A Novel Approach to Autonomous Driving Using Double Deep Q-Network-Bsed Deep Reinforcement Learning

Deep reinforcement learning (DRL) trains agents to make decisions by learning from rewards and penalties, using trial and error. It combines reinforcement learning (RL) with deep neural networks (DNNs), enabling agents to process large datasets and learn from complex environments. DRL has achieved notable success in gaming, robotics, decision-making, etc. However, real-world applications, such as self-driving cars, face challenges due to complex state and action spaces, requiring precise control. Researchers continue to develop new algorithms to improve performance in dynamic settings.

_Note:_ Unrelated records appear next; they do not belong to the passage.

PR #466, opened 2017-09-03
Change build and clean to get target from package.json

raythree:
Changed build and clean to get target configuration and webpack public paths from package.json.

### DIFF
--- a/package.json
+++ b/package.json
@@ -18,8 +18,9 @@
     "lint:watch": "npm run lint -- --watch",
     "clean-dist": "npm run remove-dist && mkdir dist",
     "remove-dist": "rimraf ./dist",
-    "prebuild": "npm run clean-dist && npm run lint && npm run test",
-    "build": "babel-node tools/build.js && npm run open:dist",
+    "prebuild": "npm run clean && npm run lint && npm run test",
+    "build": "babel-node tools/build.js",
+    "clean": "babel-node tools/clean.js",
     "test": "jest",
     "test:CI": "babel-node tools/testCi.js",
     "test:cover": "npm run test -- --coverage ",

A key algorithm, Deep Q-Network (DQN), uses neural networks to approximate the Q-value function but suffers from overestimation bias, leading to suboptimal outcomes. To address this, Double Deep Q-Network (DDQN) was introduced, which decouples action selection from evaluation, thereby reducing bias and promoting more stable learning. This study evaluates the effectiveness of DQN and DDQN in autonomous driving using the CARLA simulator. The key findings emphasize DDQN’s advantages in significantly reducing overestimation bias and enhancing policy performance, making it a more robust and reliable approach for complex real-world applications like self-driving cars. The results underscore DDQN’s potential to improve decision-making accuracy and stability in dynamic environments.